A poet, critic and memoirist, Zweig was admired by his friends and the literary circles around him, but remains in wider obscurity to this day. Zweig was an obsessive study of culture, peoples and moods. Cross pollination is clear in Zweig’s work, his techniques as a memoirist clear across his poetry. A careful and astute eye, self-possessed and self-aware, he wrote as if with a magnifying glass, looking at the offhand nature of the world and reading the truth from it. While he looked outwards, he found himself everywhere. He journeyed deeper into the self with each evocative work.

Imagine Lucifer
Imagine Lucifer

Jack Spicer

Spicer saw the poet as a radio, intercepting transmissions from outer space. Language was furniture, through which information navigated. He was a radical, both in his literary style and in his life, defying every convention at every turn. Refusing to allow his work to be copyrighted, Spicer ran a workshop called ‘Poetry as Magic’, and for him the statement was true. Poetry was a means to experience and translate the unexplainable, and had to be freely available for those who searched for truth. Spicer died penniless and with only small acclaim, like so many poets before and after him, but the ideas he laid out in his work have gone on to influence thousands of poets after him.
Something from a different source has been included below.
PR #9467, opened 2025-06-07
ci: only run workflows for changed files

thomaseizinger:
This PR optimises our CI pipeline to only run workflows when certain files change. To achieve this, we introduce a top-level `planner` job that all other jobs primarily depend on. The `planner` job then computes which other jobs to run and creates an output with a list of those.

Preface to a Twenty Volume Suicide Note
Preface to a Twenty Volume Suicide Note

Amiri Baraka

Amiri Baraka was many things, and many things to many people. The most significant black poet of his generation, Baraka also is considered the founder of the Black Arts Movement and the Second Harlem Renaissance. Baraka wanted poetry, literature and art to be a legitimate product of experience. In doing so, he could hold a mirror up to a world in desperate need of self reflection. He was as fearless in his writing as he was in his activism, and he had a clear vision. The BAM became an aesthetic and spiritual sister of Black Power and Baraka’s voice was the most poignant, cutting and profound.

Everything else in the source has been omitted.